[
https://issues.apache.org/jira/browse/KAFKA-574?page=com.atlassian.jira.plugin.system.issuetabpanels:comment-tabpanel&focusedCommentId=13490835#comment-13490835
]
Prashanth Menon commented on KAFKA-574:
---------------------------------------
So I ran the system test an a Ubuntu box and two of the test cases fail
consistently for me, both with and without the patch:
_test_case_name: test_case_0001
_test_clss_name: ReplicaBasicTest
arg : bounce_broker : false
arg : broker_type : leader
arg : message_producing_free_time_sec : 15
arg : num_iteration : 1
arg : num_messages_to_produce_per_product_call : 50
arg : num_partition : 1
arg : replica_factor : 3
arg: sleep_sseconds_between_producer_calls : 1
validation_status:
Leader Election latency MAX : None
Leader Election latency MIN : None
Validate leader election successful : FAILED
_test_case_name: test_case_1
_test_clss_name: ReplicaBasicTest
arg : bounce_broker : true
arg : broker_type : leader
arg : message_producing_free_time_sec : 15
arg : num_iteration : 2
arg : num_messages_to_produce_per_product_call : 50
arg : num_partition : 2
arg : replica_factor : 3
arg: sleep_sseconds_between_producer_calls : 1
validation_status:
Validate leader election successful : FAILED
Any idea if this is happening for everyone else? I'll investigate on my end to
see what's causing it.
> KafkaController unnecessarily reads leaderAndIsr info from ZK
> -------------------------------------------------------------
>
> Key: KAFKA-574
> URL: https://issues.apache.org/jira/browse/KAFKA-574
> Project: Kafka
> Issue Type: Bug
> Components: core
> Affects Versions: 0.8
> Reporter: Jun Rao
> Assignee: Prashanth Menon
> Priority: Blocker
> Labels: bugs
> Attachments: KAFKA-574-v1.patch, KAFKA-574-v2.patch,
> KAFKA-574-v3.patch
>
> Original Estimate: 48h
> Remaining Estimate: 48h
>
> KafkaController calls updateLeaderAndIsrCache() in onBrokerFailure(). This is
> unnecessary since in onBrokerFailure(), we will make leader and isr change
> anyway so there is no need to first read that information from ZK. Latency is
> critical in onBrokerFailure() since it determines how quickly a leader can be
> made online.
> Similarly, updateLeaderAndIsrCache() is called in onBrokerStartup()

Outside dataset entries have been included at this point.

PR #6119, opened 2022-03-09
Added support for PPM arbitrary maxval

### LINKED ISSUE #5008: PGM and PPM maximum grey/color value is ignored

### LINKED ISSUE #5403: 10 bit pgm file not read correctly

radarhere:
Resolves #5008
Resolves #5403

#5008 points out that the PPM [`maxval`](https://github.com/python-pillow/Pillow/blob/397a9409959bccd0130d0b51820f2a94e3bf153d/src/PIL/PpmImagePlugin.py#L114-L123) does not just indicate the bit depth of an image. It is an arbitrary number, that ["Must be less than 65536 and more than zero."](http://netpbm.sourceforge.net/doc/ppm.html)

The example from the issue has a `maxval` of 11 (not 2 ** 11, but just 11), and https://en.wikipedia.org/wiki/Netpbm#PGM_example shows an example where the `maxval` is 15. So when it is 15, the values range between 0 and 15, from black to white.

This PR 
- allows this value to be arbitrary for P5 (grayscale). That fixes the code example in #5008, and #5403, which features a P5 image at 10-bit depth, or 1023 maxval (2 ** 10 - 1).
- allows this value to be arbitrary for P6 (RGB). When the value is more than 255, that would require more than 16-bits of RGB data. As we do not have such a mode, this PR simply scales down the pixels to fit into 16-bit.

### DIFF
--- a/Tests/test_file_ppm.py
+++ b/Tests/test_file_ppm.py
@@ -13,16 +13,64 @@ TEST_FILE = "Tests/images/hopper.ppm"
 
 def test_sanity():
     with Image.open(TEST_FILE) as im:
-        im.load()
         assert im.mode == "RGB"
         assert im.size == (128, 128)
-        assert im.format, "PPM"
+        assert im.format == "PPM"
         assert im.get_format_mimetype() == "image/x-portable-pixmap"
+
+
+def test_arbitrary_maxval():
+    # P5 L mode
+    fp = BytesIO(b"P5 3 1 4 \x00\x02\x04")
+    with Image.open(fp) as im:
+        assert im.size == (3, 1)
+        assert im.mode == "L"
+
+        px = im.load()
+        assert tuple(px[x, 0] for x in range(3)) == (0, 128, 255)
+
+    # P5 I mode
+    fp = BytesIO(b"P5 3 1 257 \x00\x00\x00\x80\x01\x01")
+    with Image.open(fp) as im:
+        assert im.size == (3, 1)
+        assert im.mode == "I"
+
+        px = im.load()
+        assert tuple(px[x, 0] for x in range(3)) == (0, 32640, 65535)
+
+    # P6 with maxval < 255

> unnecessarily. In this case, the controller does not change the leader or the
> isr. It just needs to send the current leader and the isr info to the newly
> started broker. We already cache leader in the controller. Isr in theory
> could change any time by the leader. So, reading from ZK doesn't guarantee
> that we can get the latest isr anyway. Instead, we just need to get the isr
> last selected by the controller (which can be cached together with the leader
> in the controller). If the leader epoc in a broker is at or larger than the
> epoc in the leaderAndIsr request, the broker can just ignore it. Otherwise,
> the leader and the isr selected by the controller should be used.
--
This message is automatically generated by JIRA.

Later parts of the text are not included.